Guerre mondiale délocalisée
Personne ne peut prédire ce qui va se passer, mais considérons quelques points essentiels pour comprendre les enjeux.
La dissuasion nucléaire russe joue un rôle clé, car tous les acteurs comprennent que la Russie a 10 à 15 ans d’avance dans la technologie des missiles hypersoniques et des systèmes antimissile. Cela signifie que le noyau dur de la partie occidentale, les États-Unis, est et restera très prudent pour éviter un conflit nucléaire direct avec la Russie. Les États-Unis sont habitués à mener des guerres à l’étranger et sont très préoccupés par tout risque pour leur propre territoire. Cela joue un rôle important dans toutes les décisions en temps de guerre. Cela signifie également que les États-Unis vont se retirer de toute situation dans laquelle ils pourraient risquer une frappe directe de la Russie. Le terme «n’importe quelle situation» est important et des pays comme Israël, la Pologne ou la Finlande devraient y prêter attention.
À moins que les États-Unis ne changent radicalement de cap après les prochaines élections, nous devrions voir les évolutions suivantes:
- en ex-Ukraine, on assiste désormais à une progression régulière des troupes russes et des villes importantes devraient être libérées dans les prochaines semaines. L’OTAN sera bientôt à la place du perdant et elle ne pourra pas y survivre, d’où une hystérie croissante et des tentatives d’escalade supplémentaire. Mais en Europe, la Russie est l’adversaire direct, et nous pouvons nous attendre à ce que les États-Unis évitent tout risque dans cette région. Il faudra demander aux Européens de prendre tous les risques et les dirigeants actuels de l’UE, totalement incapables de penser en termes de meilleur intérêt de leurs pays et de leurs citoyens, pourraient prendre de tels risques.
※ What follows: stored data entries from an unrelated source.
PR #6929, opened 2024-12-09
[lexical][@lexical/selection] Feature: add a generic `classes` property to all nodes for easier customization

GermanJablo:
Many places have discussed how node customization and extension could be made simpler (e.g. [[1](https://github.com/facebook/lexical/issues/3763)], [[2](https://github.com/facebook/lexical/pull/4254#issuecomment-1495101288)]).

We can divide the solutions into 2 groups:

1. make some methods not required when extending nodes by doing the work automatically. See my PRs about a [generic clone](https://github.com/facebook/lexical/pull/3920), and also [the one about export/importJSON](https://github.com/facebook/lexical/pull/3931). While they were closed for being stale they have been well received and I think there is still good will for a change in that direction. The challenge however is that the automatic methods could end up having worse performance. 
2. Minimize the number of use cases in which it is required to extend a node. While there have been some PRs that have helped in that direction (like the new [DOMSlot API](https://github.com/facebook/lexical/pull/6759)), in this PR I want to propose a new way to customize nodes with more flexibility and without the need to extend and replace nodes.

## Introducing Classes

Most of the time when users want to customize a node they just want to add a property to it, which ends up being reflected as a class in the dom element.

To satisfy that need we can introduced two new methods to all nodes: `getClasses` and `setClass`. 

```ts
export function CoolRedPlugin() {

  return (
    <button
      onClick={() => {
        editor.update(() => {
          $forEachSelectedTextNode((textNode) => {
            // setClass mutates the classes object where the key-value pairs follow the
            // format prefix-suffix for string values, or just prefix for boolean values.
            textNode.setClass('bg', 'red'); // adds the class bg-red
            // Perhaps you don't want to allow the same node to have
            // both text and background color defined at the same time...
            textNode.setClass('text', false); // ...so here you remove the class text-[color].
            textNode.setClass('cool', true); // adds the class cool (true values don't add a suffix)
          });
        });
      }}>
      Make text red and cool
    </button>
  );
}
```

<details>
<summary>EDITED: expand this to see the first API proposal</summary>

```ts
export function CoolRedPlugin() {

  return (
    <button
      onClick={() => {
        editor.update(() => {
          $forEachSelectedTextNode((textNode) => {
            // Allows mutation of the classes object where the key-value pairs follow the
            // format prefix-suffix for string values, or just prefix for true boolean values.
            textNode.mutateClasses((classes) => {
              classes.bg = 'red'; // adds the class bg-red
              // Perhaps you don't want to allow the same node to have
              // both text and background color defined at the same time...
              delete classes.text; // ...so here you remove the class text-[color].
              classes.cool = true; // adds the class cool (true values don't add a suffix)
            });
          });
        });
      }}>
      Make text red and cool
    </button>
  );
}
```

Under the hood the way I am implementing it is with a flat object whose values can be just strings or true.

```ts
type MutableClasses = {[classSuffix: string]: true | string};
type ReadOnlyClasses = {readonly [classSuffix: string]: true | string};

class LexicalNode {
  __classes?: ReadOnlyClasses;
  getClasses(): ReadOnlyClasses {
    return self.__classes || {};
  }
  mutateClasses(fn: (classes: MutableClasses) => void) {
    self.__classes = self.__classes || {};
    fn(self.__classes);
  }
```

</details>

## Considerations

1. why didn't I define it as an array of classes (strings), imitating the `Element.classList` API? 
    - For convenience and performance. A CSS property with multiple values is often mapped to a class. With an array, changing the background color for example would imply going through the whole array and eliminating the conflicting classes. This would be more verbose to program, slower, and more error-prone.
3. What about the styles property? 
    - This classes API is more flexible and easier to extend for the reasons I just gave. In addition, a class has the advantage that it can apply several styles at once, and its JSON serialization is smaller.
5. You can see I am not using `__classes` in the `createDOM`, `exportJSON`, `importJSON`, `clone` and `exportDOM` of each node, but in the places where those methods are invoked for 3 reasons:
    - it would require modifying more files.
    - if users extend a node they would need to repeat that process in several methods which degrades the value of this feature.
    - I am following a pattern that Lexical is already using with some properties. For example, `__indent` is applied in the reconciler and users do not have access to it.
6. These methods are not type-safe, (their purpose is precisely for users to use them as they wish). We could add a generic to `getClasses<T>` and `muteClasses<T>`.
7. To make this functionality easy to use in TextNodes, I created a new utility `$forEachSelectedTextNode` from `$patchStyleText`. There are other methods that could use it because they are very similar, such as `$RangeSelection.formatText`.
8. I'm making sure that the JSON serialization is as lightweight as possible (no export of forbidden values and no export if empty or undefined), something I've been wanting to do for a while for all the properties of all the nodes by the way :)
9. This PR does not introduce opinions about how the importDOM of the classes should be. If users want to paste HTML from external sources and maintain or transform their classes, they will probably want to extend their importDOM.

## Test plan

The PR contains tests.
Also, if you want to test it in the browser you can paste the `CoolRedPlugin` above in the playground editor.


packages/lexical-history/src/__tests__/unit/LexicalHistory.test.tsx
```diff
@@ -44,49 +44,52 @@ import {createRoot, Root} from 'react-dom/client';
 import * as ReactTestUtils from 'shared/react-test-utils';
 
 type SerializedCustomTextNode = Spread<
-  {type: ReturnType<typeof CustomTextNode.getType>; classes: string[]},
+  {type: ReturnType<typeof CustomTextNode.getType>; classList: string[]},
```
GermanJablo, line 47: The changes in this file are only a rename to avoid collisions and can be ignored.
I have also wondered what would happen if a user has extended a node by adding the classes property to it. Perhaps we could reserve a prefix and use something like `$classes` instead?

etrepum (commented):
I like the general idea here but I am not sure that this is the ideal API design (I do not have a concrete alternate proposal, this isn't something I have thought much about). Some initial thoughts:

- There's no consideration for more semantic meaning or how this interacts with themes
- It may not work very well for users who are using utility classes (e.g. tailwind)
- Namespace collisions (as you've identified in the example)
- Doesn't really distinguish between classes used for createDOM or exportDOM
- The implementation seems to copy more often than is necessary, given the access patterns __classes should be the readonly type and mutateClasses should have you work on a copy (and it should allow you to return a different object if you want)
- The prefixed variant seems useful for semantic reasons (e.g. `state: 'active'` and `state: 'inactive'` being mutually exclusive without having to toggle them separately) but is maybe a bit too prescriptive for exactly what the output class name looks like (although it is BEM compliant so it's not without precedent)
- It's likely that a lot of createDOM/updateDOM implementations won't be compatible with this up front particularly because LexicalNode doesn't have an implementation of it and this PR only considers TextNode
- No consideration for importDOM

GermanJablo:
Thank you for your thoughts!

(1), (2) and (6): I see no problem. Users can define the classes they want without any kind of prescription. They can choose `state-active` or just `active`. They can choose classes that match their utility framework or not.

(3): I think it would be good to reserve a prefix, since this problem actually applies every time Lexical adds a property or method. Or these occasions can also be marked as breaking changes...

(4) and (8): whether we should export the classes to the DOM is debatable. I don't think we should import them by default. It is left to the user to define the conversion, something [they can do without replacing the nodes](https://github.com/facebook/lexical/pull/4254).

(5) that would involve making a copy in each call to mutateClasses. I'm not sure I follow you, but if you have a suggestion on the API and could put it in the code comments or commit it would be great. 

(7): This PR works with all nodes. I made `forEachSelectedTextNode` because it is the most difficult use case, but you can modify the example plugin to add a class to a paragraph for example (`getRoot().getFirstChild().mutateClasses(...)`). It works fine. 

As a side note, I would like to add that I have reviewed all the nodes I have replaced and talked to other users who have heavily customized their nodes, and in all cases we have found that this API could have saved us the work.

etrepum:
The PR "works" for all nodes but it only has a DOM implementation for TextNode. If you add classes to any other node, they are not rendered, and it doesn't currently integrate with any theme properties. At this point, other than text nodes, it's just a property for storing some arbitrary metadata that has to be in a specific type for some reason.

Yes, I think reserving a prefix makes sense, especially in the class implementations but probably also in the serialization.

Regarding utility classes you would have something like `text-blue-600 hover:underline hover:cursor-pointer` that you are trying to apply for one semantic reason (e.g. this would style something like a link, so in normal css you might just have a `link` class). If you're applying it like that the meaning is more or less lost, and if you remove all of those classes then maybe you have removed something that maybe something else wanted there for a different semantic meaning. I'm pretty sure we already have issues with the way that the themes are currently implemented for people who are trying to use utility classes, because there's code that assumes that each theme class is disjoint, e.g. they assume that `add(propAClasses) -> add(propBClasses) -> remove(propAClasses) ~= add(propBClasses)` but if `intersect(propAClasses, propBClasses)` is non-empty then that assumption is false. If a more semantic approach is taken such that you're toggling a state and then all current states are used to generate the expected set of classes (possibly with a merge function like twMerge from tailwind-merge) then this problem goes away.

Probably what's really needed is some general way to store serializable metadata for a node, not unlike how DOM has attributes (with maybe special cases or utilities for dealing with things like classes, style, and dataset). Surely some people want to use something very much like this to add aria attributes or whatever instead of just classes. Maybe they want some sort of createDOM/updateDOM extensibility through editor configuration instead of subclassing (plus editor configuration).

I believe you that this API as-is would save some people some work, I just think that this kind of change that affects all nodes and all serialization warrants a higher level of scrutiny to make sure that we don't have API design regrets a few months down the road.

packages/lexical/src/LexicalNode.ts
```diff
@@ -185,6 +188,46 @@ export class LexicalNode {
...
+   *   delete currentClasses.active; // the node will no longer have the class `active`
+   * });
+   *
+   * @param fn A function that receives the current classes object and allows it to be mutated safely.
+   */
+  mutateClasses(fn: (classes: MutableClasses) => void) {
+    const self = this.getWritable();
+    self.__classes = self.__classes || {};
+    fn(self.__classes);
+  }
```
etrepum, line 230: This is what the sort of copy on write pattern I suggested would look like:

```suggestion
  mutateClasses(fn: (classes: MutableClasses) => void | ReadonlyClasses) {
    const self = this.getWritable();
    const classes = {...self.__classes};
    self.__classes = fn(classes) || classes;
  }
```

All other copies can go away since a readonly object doesn't need to be copied. The comparisons can also be short-circuited when the objects are identical which would be the case unless a mutation happened.

packages/lexical/src/LexicalNode.ts
```diff
@@ -170,6 +171,8 @@ export type DOMExportOutput = {
 };
 
 export type NodeKey = string;
+export type MutableClasses = {[classSuffix: string]: true | string};
+export type ReadOnlyClasses = {readonly [classSuffix: string]: true | string};
 
 export class LexicalNode {
```
etrepum, line 177: Adding `afterCloneFrom` support for `__classes` is probably also required if it's to be used anywhere but TextNode (and if so, it really shouldn't be here)

etrepum (commented):
Some notes on the mutation/copy API

packages/lexical/src/LexicalNode.ts
```diff
@@ -185,6 +188,55 @@ export class LexicalNode {
...
+   *   text: 'green', // node is rendered with class `text-green`,
+   *   active: true, // node is rendered with class `active`,
+   * }
+   * // Resulting classes: 'bg-red', 'text-green', and 'active'
+   *
+   * @returns The classes object.
+   */
+  getClasses(): ReadonlyClasses {
+    const self = this.getLatest();
+    return {...self.__classes};
```
etrepum, line 211: The previous `self.__classes || {}` was more performant, this always copies on read for no good reason. A no copy variant would use a variable initialized with `{}` to always return for empty classes, e.g. `self.__classes || EMPTY_CLASSES`

packages/lexical/src/LexicalNode.ts
```diff
@@ -185,6 +188,55 @@ export class LexicalNode {
...
+    const classes = {...self.__classes};
+    if (value === false) {
+      delete classes[key];
+    } else {
+      classes[key] = value;
+    }
+    if (Object.keys(classes).length > 0) {
+      self.__classes = classes;
+    }
+  }
```
etrepum, line 239: This pattern is N^2 if you are setting multiple classes because every time you add a class you iterate over everything. It also has a bug, you can't delete the last class, I would just unconditionally set it and determine whether or not to replace it with undefined on serialization. It's probably faster at runtime to always initialize `__classes` with an object because there's less branching. A mutateClasses and/or setClasses API would be better if making several mutations.

packages/lexical/src/LexicalUtils.ts
```diff
@@ -1841,6 +1844,9 @@ export function getCachedTypeToNodeMap(
 export function $cloneWithProperties<T extends LexicalNode>(latestNode: T): T {
   const constructor = latestNode.constructor;
   const mutableNode = constructor.clone(latestNode) as T;
+  if (latestNode.__classes) {
+    mutableNode.__classes = {...latestNode.__classes};
+  }
```
etrepum, line 1849: It would probably be better to do this in afterCloneFrom

GermanJablo:
Well, I see you reviewed my changes before I had time to explain them. That was fast! 😆

> The PR "works" for all nodes but it only has a DOM implementation for TextNode. If you add classes to any other node, they are not rendered, and it doesn't currently integrate with any theme properties. At this point, other than text nodes, it's just a property for storing some arbitrary metadata that has to be in a specific type for some reason.

This worked from the first commit of the PR. Maybe you didn't see that I was cloning somewhere else. I've now moved cloning to `afterCloneFrom`. Let me know if it still doesn't work for you with other nodes.

> Yes, I think reserving a prefix makes sense, especially in the class implementations but probably also in the serialization.

I have a local commit where I renamed to `__$classes`, `$getClasses`, `$setClass` and `$classes`. The problem is that objects starting with $ are wrapped in quotes. For example, for the test I introduced to work, I would have to replace:

`expect('$classes' in getSerializedParagraph(editor)).toBe(false);`

with:

`expect("'$classes'" in getSerializedParagraph(editor)).toBe(false);`

Which I don't like.
Maybe we can use a capital L as a prefix? Any other ideas?

> Surely some people want to use something very much like this to add aria attributes or whatever instead of just classes.

The nodes that Lexical provides do not need any aria attributes. If someone needs it, it is because they may be creating their own node anyway. 

> I believe you that this API as-is would save some people some work, I just think that this kind of change that affects all nodes and all serialization warrants a higher level of scrutiny to make sure that we don't have API design regrets a few months down the road.

I agree! And I see you've already seen the `setClasses` API I came up with afterwards. Arguably better than `mutateClasses`.

If I have left out anything other than address please let me know

packages/lexical/src/LexicalNode.ts
```diff
@@ -325,6 +323,7 @@ export class LexicalNode {
     this.__parent = prevNode.__parent;
     this.__next = prevNode.__next;
     this.__prev = prevNode.__prev;
+    this.__classes = {...prevNode.__classes};
```
etrepum: Readonly objects only need to be copied for mutation

```suggestion
    this.__classes = prevNode.__classes;
```

packages/lexical/src/LexicalNode.ts
```diff
@@ -273,6 +323,9 @@ export class LexicalNode {
     this.__parent = prevNode.__parent;
     this.__next = prevNode.__next;
     this.__prev = prevNode.__prev;
+    if (prevNode.__classes) {
+      this.__classes = {...prevNode.__classes};
+    }
```
etrepum, line 328:
```suggestion
    this.__classes = prevNode.__classes;
```

packages/lexical/src/LexicalNode.ts
```diff
@@ -185,6 +188,53 @@ export class LexicalNode {
...
+   *   text: 'green', // node is rendered with class `text-green`,
+   *   active: true, // node is rendered with class `active`,
+   * }
+   * // Resulting classes: 'bg-red', 'text-green', and 'active'
+   *
+   * @returns The classes object.
+   */
+  getClasses(): ReadonlyClasses {
+    const self = this.getLatest();
+    return self.__classes || {};
```
etrepum, line 211:
```suggestion
    return self.__classes;
```

packages/lexical/src/LexicalEditorState.ts
```diff
@@ -57,6 +57,9 @@ function exportNodeToJSON<SerializedNode extends SerializedLexicalNode>(
   node: LexicalNode,
 ): SerializedNode {
   const serializedNode = node.exportJSON();
+  if (node.__classes && Object.keys(node.__classes).length > 0) {
```
etrepum, line 60:
```suggestion
  if (Object.keys(node.__classes).length > 0) {
```

It does seem strange to force this here, before this change `node.exportJSON()` would always export the final result (other than children).

packages/lexical-website/sidebars.js
```diff
@@ -41,7 +41,7 @@ const sidebars = {
       items: [
         'concepts/editor-state',
         'concepts/nodes',
-        'concepts/node-replacement',
+        'concepts/node-customization',
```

Les conséquences pourraient être importantes, et l’Europe pourrait perdre quelques sites clés à cause d’attaques de missiles (pas nécessairement nucléaires), mais mon point de vue est que les États-Unis ne devraient pas escalader plus loin, et vont utiliser le vieux truc : « si vous ne pouvez pas vous défendre seuls, ne prenez pas cela personnellement, mais nous rentrons à la maison ».
- Au Moyen-Orient, l’armée israélienne réussit à tuer des masses de civils, mais elle est en difficulté au sud du Liban, perdant chaque jour des hommes et des chars. Le temps joue contre Netanyau et son seul espoir est d’impliquer directement les États-Unis. En cela, il est exactement comme Zelensky : incapable de gagner seul, mais incapable d’impliquer les États-Unis. Même impasse pour les deux politiciens et les deux pays.
- À Taiwan et en Corée du Sud, nous pouvons nous attendre à ce que les États-Unis prennent davantage de risques, puisque le principal adversaire est la Chine et que la Russie pourrait être moins encline à s’impliquer. Cependant, si les deux camps concluent des alliances militaires plus formelles, le risque de voir la Russie directement ou indirectement impliquée augmente. Le récent accord signé entre la Russie et la Corée du Nord va dans ce sens.
Dans l’ensemble, de moins en moins d’obstacles empêchent une confrontation militaire plus généralisée, mais limitée à un certain nombre de points chauds où tous les acteurs stratégiquement importants (États-Unis, Russie, Chine, Iran – et non, l’UE n’est pas dans la liste) peuvent garder suffisamment de contrôle sur la situation pour éviter un duel nucléaire direct. Tout le reste est possible, et ceux qui paieront le prix fort seront les petits pays utilisés comme proxy. Regardez ce qui reste de l’Ukraine pour comprendre.